Cheriton School of Computer Science researchers study catastrophic effects network failures have on cloud-computing systems | Cheriton School of Computer Science

Computer clusters power everything from Google and Facebook to online retail and banking. They’re comprised of hundreds or even thousands of machines connected together by networks, typically in a vast data centre.

“It’s a complex system,” says Cheriton School of Computer Science Professor Samer Al-Kiswany. “In a big cluster, you have thousands of computers connected by hundreds of switches and routers — switching devices that forward traffic between the nodes — and you have complex software to manage the switches and routers. Systems need to be able to tolerate not just node failure, but network failure as well.”

photo of Hatem Takruri, Ahmed Alquraan, Mohammed Alfatafta and Samer Al-Kiswany

L to R: Graduate students Hatem Takruri, Ahmed Alquraan, Mohammed Alfatafta and Professor Samer Al-Kiswany from the Cheriton School of Computer Science’s Systems and Networking research group model different types of network partitioning failures.

Given their complexity, it may not be surprising that network failures do happen. A network can be split into halves such that one part of the cluster cannot communicate with the other part.

Reports from Google, Microsoft and Hewlett-Packard show that network partitioning failures are common, happening as often as once every four days, and that they contribute significantly to system downtime. But programmers who build software services that use large clusters often assume the network is reliable, and if the network fails it will have a minor impact on services, leading perhaps to just a brief loss of availability.

To better understand the nature and impact of network partitioning, Ahmed Alquraan, a recent master’s graduate in Al-Kiswany’s group, conducted an in-depth study of 136 network-partitioning failures from 25 widely used distributed systems to answer three key questions: What’s the impact of network-related failures? What are the characteristics of these failures? And what changes to the current designs, testing and deployment practices are necessary to improve fault tolerance?

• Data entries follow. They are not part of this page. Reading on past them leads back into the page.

PR #327, opened 2023-07-20
ENG-3348 Add default statistics

sebastian-quintero:
# Description

Add default statistics to the `mip` templates and `nextroute` template. The idea is to have an example of how to pass in custom statistics that is:
1. Backwards compatible.
2. Not breaking the API.

With this, even if people forget to add a custom something, experiments will look more interesting as they offer custom statistics from the get go.


mip/solution_format.go
```diff
@@ -0,0 +1,63 @@
...
+		status = "suboptimal"
+	case solution.IsInfeasible():
+		status = "infeasible"
+	}
+
+	return CustomResult{
+		Status:  status,
+		Columns: len(model.Vars()),
+		Rows:    len(model.Constraints()),
+	}
```
merschformann: Good call, I like it.
I doubt that we have non-zeros, right? Also, we probably have no access to solve stats like cuts added, pre-solve time, pre-solve reduction, etc.. So, ignore this comment. We should get back here, if we support them some day though. :relaxed:

mip/options.go
```diff
@@ -0,0 +1,8 @@
+package mip
+
+import "time"
+
+// Limits on the MIP solver, such as how long it can run for.
+type Limits struct {
+	Duration time.Duration `json:"duration" usage:"maximum duration of the solver. A duration limit of 0 is treated as infinity" default:"30s"`
```
merschformann, line 9: Sometimes I wish we would comment these fields so that intellisense (or whatever we call it) picks up on it. Even though it's the input structs, even I have used them directly before.
However, just leaving a thought. We're not doing it anywhere else, so, no need to start here and now. :relaxed:

nextroute/solution_format.go
```diff
@@ -21,6 +21,19 @@ type FormatOptions struct {
...
+	UsedVehicles      int `json:"used_vehicles,omitempty"`
+	UnplannedStops    int `json:"unplanned_stops,omitempty"`
+	MaxTravelDuration int `json:"max_travel_duration,omitempty"`
+	MaxDuration       int `json:"max_duration,omitempty"`
+	MinTravelDuration int `json:"min_travel_duration,omitempty"`
+	MinDuration       int `json:"min_duration,omitempty"`
+	MaxStopsInRoute   int `json:"max_stops_in_route,omitempty"`
+	MinStopsInRoute   int `json:"min_stops_in_route,omitempty"`
+}
+
```
merschformann: Should this be part of the `schema` maybe? :thinking: (no strong opinion, just thinking it may sit well with the output struct - or near it)
And same comment about field comments / docs. Again, we don't even do it for the core input struct, so, no need to do it here.

nextroute/solution_format.go
```diff
@@ -130,6 +143,58 @@ func Format(
...
+		if stops > maxStops {
+			maxStops = stops
+		}
+		if stops < minStops {
+			minStops = stops
+		}
+	}
+
+	return CustomStatistics{
+		UsedVehicles:      vehicleCount,
```
merschformann: Another one: we call the related option `ActivationPenalty`. Should we call it `ActivatedVehicles` instead to align the language? :shrug:

nextroute/solution_format.go
```diff
@@ -130,6 +143,58 @@ func Format(
...
+		UnplannedStops:    solution.UnPlannedPlanUnits().Size(),
+		MaxTravelDuration: maxTravelDuration,
+		MaxDuration:       maxDuration,
+		MinTravelDuration: minTravelDuration,
+		MinDuration:       minDuration,
+		MaxStopsInRoute:   maxStops,
+		MinStopsInRoute:   minStops,
```
merschformann: It is probably too much, but I personally would love to also have these as median. Or, have mean + stddev? :shrug: 
Again, just thoughts. Feel free to ignore.

templates/mip-incentive-allocation/main.go
```diff
@@ -25,62 +23,44 @@ func main() {
...
+// Input of the problem.
+type input struct {
+	// Users for the problem including name and a cost/effect pair per
+	// available incentive.
+	Users []struct {
+		ID string `json:"id"`
+		// Incentives that can be applied to the user.
+		Incentives []struct {
+			ID string `json:"id"`
+			// Positive effect of the incentive.
```
merschformann, line 40: Huh, here we use some field comments. :relaxed: 
Field comments would also avoid the constant reformatting of the struct when something in it changes. Sorry, I will let go of the thought now. :joy_cat:

mip/solution_format.go
```diff
@@ -0,0 +1,63 @@
...
+	value := statistics.Float64(solverSolution.ObjectiveValue())
+	output.Statistics.Result.Value = &value
+
+	output.Solutions = []any{solution}
+
+	return output
+}
+
+// DefaultStatistics creates default custom statistics for a given solution.
+func DefaultStatistics(model Model, solution Solution) CustomResult {
```
merschformann: I find the naming here a bit confusing. Can't we rather just add these statistics on the format itself? I would like to always have them, I think. 
If not, I would prefer something like this, I think:
```go
func AddExtendedStatistics(model Model, solution Solution, output schema.Output) {}
```
Or something like that. 
Alternatively, we can rename this to `mip.DefaultStatisticsResult` or similar. 
The reason I am a bit confused by it is that the Statistics (and DefaultStatistics suggest that) is more than the result part. There is also the progression part which we typically add in nextroute for example.

Let me know, if I don't make any sense. :sweat_smile:

nextroute/solution_format.go
```diff
@@ -130,6 +143,58 @@ func Format(
 	return output
 }
 
+// DefaultStatistics creates default custom statistics for a given solution.
+func DefaultStatistics(solution Solution) CustomStatistics {
```
merschformann: Same comment here about the naming / way we add custom statistics (see above). :relaxed:

merschformann (approved):
Looks great and a big improvement imho.
I just have a small concern regarding the way we add the statistics and whether we always add them by default. I don't want to be blocking though. Maybe someone else can add their thoughts as well? cc @larsbeck @davidrijsman

mip/solution_format.go
sebastian-quintero: Yeah, those are all the stats that made sense to me in the short term.

mip/options.go
sebastian-quintero: I can comment, no problem!

nextroute/solution_format.go
sebastian-quintero: Sure, I'll move to schema. And I can comment the fields.

nextroute/solution_format.go
sebastian-quintero: Yep, no problem.

nextroute/solution_format.go
sebastian-quintero: The goal of this is to show some default stats so that the experiments come up nicely... I wouldn't want to be completely exhaustive here, for it is just a sample.

templates/mip-incentive-allocation/main.go
sebastian-quintero: Will try to apply field comments always.

mip/solution_format.go
sebastian-quintero: The reason why I added the statistics as a separate function is to make it super clear in the template that there are these things called statistics. If it is buried inside the `Format` function, then it all happens automagically, so I wanted to shed visibility there. I think it is nicer for people to simply plug out the default function and use their own function to apply stats to the output. That is why it is separate.

On another note, I'll change the naming. Thanks.

nextroute/solution_format.go
sebastian-quintero: Yep, see above.

nextroute/solution_format.go
merschformann: Yeah, it's hard to draw a line. This is fine. :relaxed:

nextroute/schema/output.go
```diff
@@ -54,3 +54,32 @@ type ObjectiveOutput struct {
...
+	// MinDuration is the minimum duration of a vehicle (including waiting
+	// times) in the solution, excluding vehicles that were not used.
+	MinDuration int `json:"min_duration,omitempty"`
+	// MaxStopsInRoute is the maximum number of stops in a vehicle's route in
+	// the solution. The start and end stops of the vehicle are not considered.
+	MaxStopsInVehicle int `json:"max_stops_in_vehicle,omitempty"`
+	// MinStopsInRoute is the minimum number of stops in a vehicle's route in
+	// the solution. The start and end stops of the vehicle are not considered.
+	MinStopsInVehicle int `json:"min_stops_in_vehicle,omitempty"`
+}
```
merschformann, line 85: Thank you for the comments! :hugs:

merschformann (approved):
:heart:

“The majority of failures lead to catastrophic effects — data loss, reappearance of deleted data, system crashes, data corruption and broken locks, which can allow double access,” said Alquraan, who will be a Cheriton Graduate Scholarship holder beginning PhD studies in January 2019. “Normally, two tellers cannot modify a person’s bank account at same time because that would corrupt the account’s value. But under network partitions, double access is possible.”

“The consequences of network partition failure depend on the system and the type of partition,” said master’s student Mohammed Alfatafta, one of the study’s researchers in Al-Kiswany’s group. “We found that the majority of production systems — the kind of systems used by banks and large companies — cannot tolerate these failures. The results could be as significant as data loss or reads of values that are not up to date. These are dangerous failures that cause real problems.”

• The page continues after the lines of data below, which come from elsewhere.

PR #330, opened 2023-07-21
Fix IOProducer returning an empty error

larsbeck:
# Description

The IOProducer returned an empty error where it should have returned the actual error that caused the termination of the runner.


merschformann (approved):
:rocket:

PR #331, opened 2023-07-24
Adds multi windows constraint support

merschformann:
# Description

Adds multi-window support. See internal PR for further details on the implementation.

## Changes

- Adds multi-window support


nextroute/model_stop.go
```diff
@@ -43,17 +43,23 @@ type ModelStop interface {
...
 	PlanUnit() ModelPlanUnit
 
 	// SetEarliestStart sets the earliest start time of the stop.
-	SetEarliestStart(time time.Time)
+	// The start of a stop will either be later than t or within one of
+	// the intervals defined in intervals. The intervals are not allowed
+	// to overlap and must be strictly increasing. t must be larger than
+	// the end of the last interval. If the intervals are empty, the
+	// earliest start time is set to t.
+	SetEarliestStart(intervals [][2]time.Time, t time.Time) error
```
larsbeck: Why do we need a separate value `t`? Should the intervals be a variadic argument so that the is not a breaking change?

merschformann: @davidrijsman and me debated the different ways of doing this for a bit. We came to the conclusion that just submitting one window would cause a quite substantial rework of the architecture, as the window end is handled by a constraint while the earliest start (and further windows are functionally the same) is handled here.
Since we have windows in the input / factory anyway and this is the lower technical way of instantiating things, we decided that this will work.
We can re-think this, but it will cascade into the general architecture too, I think.

merschformann: I totally agree that this is confusing though. :100:

davidrijsman: Hmm not sure what is confusing or not confusing and the impact on the architecture.... Just make sure the user can do anything we want it to do and make sure itcan not do what we do not want it to do. So if a user invokes this, it should provide at least one earliest start (with end infinity) and it potentially can add more intervals, given that the intervals need to be ordered in time, the current API makes perfect sense. Maybe we need to document it different.

sebastian-quintero (commented):
Is any customer using this API directly? I'm against the breaking changes, I would've done as variadic arguments.

larsbeck (approved):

“We also identified a special type of network partitioning — partial partitions — where some nodes cannot talk to some nodes, but the rest of the cluster can communicate with the two disconnected nodes,” Alquraan added. “We found that partial partitions are poorly understood and tested in systems. Further research is needed to better understand how this type of fault happens and to build effective fault-tolerance into a system.”

To address this discrepancy, master’s student Hatem Takruri, also in Al-Kiswany’s group, built a testing framework called NEAT — short for network partitioning testing framework — that can help developers test the resiliency of their systems to network partitioning failures.

“NEAT deliberately splits the network between specific nodes so we can see what the result will be,” Takruri said. “We used NEAT to test seven systems and we found 32 failures that caused data loss, reappearance of deleted data, system unavailability, double locking and broken locks.”

The study concludes with a list of common pitfalls, highlights of common flaws in current designs, and presents a set of recommendations for system designers, developers, testers and network administrators. The team’s study was presented at the 13^thUSENIX Symposium on Operating Systems Design and Implementation, which was held in Carlsbad, California, from October 8–10, 2018.

To learn more about this research, please see Ahmed Alquraan, Hatem Takruri, Mohammed Alfatafta, and Samer Al-Kiswany, An Analysis of Network-Partitioning Failures in Cloud Systems, Proceedings of the Symposium on Operating Systems Design and Implementation, October 2018.